Geliat penguasaan lapangan minyak terus berlangsung. Di Aceh, Perusahaan Minyak Republik Indonesia atau Permiri, memegang kendali kilang Langsa dengan kapasitas 40 ton sehari. Permiri menangguk minyak bumi dari lapangan Rantau, Serang Jaya, Julu Rajeu Darat, Pelaga Said, Rantau Panjang, Perlak, Arubai Uebong dan Pase. Nasib berbeda dialami kilang Plaju, Sumatera Selatan. Kilang untuk mengolah minyak dari lapangan seputar Palembang ini dihancurkan pejuang Indonesia dalam pertempuran sengit dengan tentara Belanda.
Begitu juga, Angkatan Pemuda Indonesia Minyak juga menguasai kilang Sungai Gerong. Nasib tambang-tambang minyak di Jawa tak jauh beda dengan yang di Sumatera. Panitia 15 mengambil alih ladang minyak di Cepu dan sekitarnya. Perusahaan Tambang Minyak Negara mengelola ladang minyak di Ledok, Nglobo, Kawengan, dan Semanggi. Sementara itu, Belanda bisa menguasai kembali kilang minyak Wonokromo.
Situasi Indonesia saat itu belum benar-benar tertata. Belanda masih saja menghendaki kembalinya ladang-ladang minyaknya yang dulu. Setelah Konferensi Meja Bundar pada 1949, kilang minyak Cepu dan lapangan Kawengan, Ledok, Semanggi dan Nglobo dikembalikan kepada Bataafsche Petroleum Maatschappij sebagai pemilik awal.

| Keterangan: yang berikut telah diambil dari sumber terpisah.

PR #2899, opened 2020-05-23
chore: make tests and CI run for w3c-common profile

sidvishnoi:
- Sync the GitHub action improvements from develop (remove redundant commands, avoid Chromium install etc.)
- Run tests with respect to w3c-common profile (in CI as well as `npm run test:karma`)
- Don't run headless tests, as they use `respec-w3c` profile anyway.

Another chore!


package.json
```diff
@@ -68,6 +68,7 @@
     "build:w3c-debug": "npm run build:w3c -- --debug",
     "build:w3c-with-jquery": "node ./tools/builder.js --profile=w3c-common",
     "build:w3c": "node ./tools/builder.js --profile=w3c",
+    "build:w3c-common": "node ./tools/builder.js --profile=w3c-common",
```
saschanaz, line 71: We already have `build:w3c-with-jquery` 😁

sidvishnoi: Ahhhh :facepalm:

PR #2901, opened 2020-05-23
fix(core/dfn-panel): precompute all dfnPanels

sidvishnoi:
This pre-computes all dfn panels and appends them to body. Then click listener only needs to hide/show and position already existing panels.

Precursor to https://github.com/w3c/respec/pull/2820

Tests have changed a lot because earlier we relied on existence of panel in DOM, but now we've to check if it's visible (`.hidden`) or not.


src/core/dfn-panel.js
```diff
@@ -14,6 +14,13 @@ export async function run() {
     document.querySelector("link")
   );
 
+  /** @type {HTMLElement} */
+  const elems = document.querySelectorAll("dfn, .index-term");
+  for (const el of elems) {
+    const panel = createPanel(el);
+    document.body.append(panel);
```
sidvishnoi, line 21: Would it be better to add all panels to a fragment and then append all at once?

src/core/dfn-panel.js
```diff
@@ -69,9 +75,10 @@ function createPanel(dfn) {
   const href = dfn.dataset.href || `#${id}`;
   const links = document.querySelectorAll(`a[href="${href}"]:not(.index-term)`);
 
+  const panelId = `dfn-panel-for-${dfn.id}`;
   /** @type {HTMLElement} */
   const panel = hyperHTML`
-    <aside class="dfn-panel" id="dfn-panel">
+    <aside class="dfn-panel hidden removeOnSave" id="${panelId}">
```
sidvishnoi, line 81: `removeOnSave` until https://github.com/w3c/respec/pull/2820

src/core/dfn-panel.js
```diff
@@ -142,7 +149,10 @@ function getReferenceTitle(link) {
  * @param {{ x: number, y: number }} clickPosition
  */
 function displayPanel(dfn, panel, { x, y }) {
-  document.body.appendChild(panel);
+  for (const el of document.querySelectorAll(".dfn-panel")) {
```
sidvishnoi, line 152: Maybe?
```suggestion
  for (const el of document.querySelectorAll(".dfn-panel:not(.hidden)")) {
```

src/ui/dfn-list.js
```diff
@@ -78,7 +78,9 @@ function labelDfnIfExported(dfn) {
  * @param {HTMLElement} dfn a definition
  */
 function labelDfnIfUnused(dfn) {
-  const isUsed = document.querySelector(`a[href^="#${dfn.id}"]`);
+  const isUsed = document.querySelector(
+    `:not(.dfn-panel) > :not(li) > a[href^="#${dfn.id}"]`
```
sidvishnoi, line 82: I'm not sure how this works, but it works :sweat_smile:

assets/dfn-panel.css
```diff
@@ -84,3 +84,7 @@ dfn {
   max-height: 30vh;
   overflow: auto;
 }
+
+.dfn-panel.hidden {
```
saschanaz, line 88: There is an attribute named [`hidden`](https://html.spec.whatwg.org/multipage/interaction.html#the-hidden-attribute) which does the same 👀

src/core/dfn-panel.js
saschanaz: That might be cleaner.

assets/dfn-panel.css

Meski begitu, Perusahaan Tambang Minyak Negara masih memegang kendali lapangan minyak yang lain. Hingga akhirnya, Republik Indonesia menguasai dua wilayah industri perminyakan: Permiri di Langsa dan Cepu Barat.
Setelah melewati berbagai pergolakan, pemerintah Indonesia membentuk Panitia Negara Urusan Pertambangan pada 1951. Salah satu tugas Panitia Negara itu adalah memberi pertimbangan tentang sengketa dalam tambang minyak. Pada awal 1956, pemerintah Republik Indonesia menghapus perjanjian Konferensi Meja Bundar. Panitia Negara bertugas memberi pertimbangan soal Tambang Minyak Sumatera Utara.
Pada tahun itu juga, Indonesia mengatur pengawasan tambang minyak di Aceh dan Sumatera Utara, yang dikenal sebagai Tambang Minyak Sumatera Utara itu. Demi kepentingan rakyat banyak, pemerintah pusat mengambil alih urusan Tambang Minyak Sumatera Utara. Lantas pemerintah, lewat Angkatan Darat, membentuk PT Eksploitasi Tambang Minyak Sumatera Utara (PT ETMSU). Ibnu Sutowo sebagai pemegang saham atas nama pemerintah. Tak lama kemudian, PT ETMSU berubah nama menjadi PT Perusahaan Minyak Nasional (PT Permina).